Era amico di Sraffa, emigrato durante il fascismo a Cambridge e depositario per molti anni delle carte di Gramsci e del suo testamento.
La sera, terminato il lavoro, Mattioli teneva salotto nel suo studio alla Comit in piazza della Scala. Durava un paio d’ore e gli ospiti abituali erano Adolfo Tino che era stato uno dei dirigenti del Partito d’azione durante la Resistenza e che fu poi presidente di Mediobanca; Franco Cingano che era uno dei massimi dirigenti della Comit di cui poi diventò amministratore delegato; Leo Valiani. Ugo La Malfa e Bruno Visentini frequentavano il salotto Mattioli quando venivano da Roma a Milano e altrettanto faceva Elena Croce, figlia di don Benedetto, ed Elio Vittorini.
Mattioli a quell’epoca somigliava a Maurice Chevalier, l’attore francese. O almeno così pareva a me e un giorno glielo dissi. Lui si schermì ma da allora mi volle più bene di prima.
Ma in quegli stessi anni il capitalismo milanese era anche rappresentato da Leopoldo Pirelli, dai giovani membri della famiglia Bassetti, da Vincenzo Sozzani e soprattutto da Cuccia (Mediobanca) e Rondelli (Credito italiano).

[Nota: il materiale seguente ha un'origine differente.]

Issue #187, opened 2023-07-19
Add Python 3.8 support


gst:
Hi, I'm interrested in using the project but would need python3.8 support still.

But I've seen that the generated code has `dict` annotation. while python3.8 only supports Dict.

Would you be ok to still consider python3.8 support ?  I have already a patch that for now seems to make the work (quickly tested).

Thx.

gst:
hi @mat-sop 

yes I/we can use python>=3.9 (3.10 actually) to generate that python code still ok with python3.8, thanks effectively to the 1 place you found (had also changed it in my clone).

would you want me to make that patch/PR (though for 1 line I guess you could make it) ?

cheers,

gst:
@mat-sop made tentative here: https://github.com/mirumee/ariadne-codegen/pull/188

Ricordo ancora che uno degli obiettivi di La Malfa, anzi il senso stesso della sua vita, era quello di cambiare la sinistra e il capitalismo. Li conosceva bene tutti e due, anzi era con un piede in una e un piede nell’altro. Lo stesso, nel suo medesimo Partito repubblicano, era l’obiettivo di Visentini e tutti e due videro con speranza e poi con giubilo l’arrivo di Berlinguer alla guida del Partito comunista.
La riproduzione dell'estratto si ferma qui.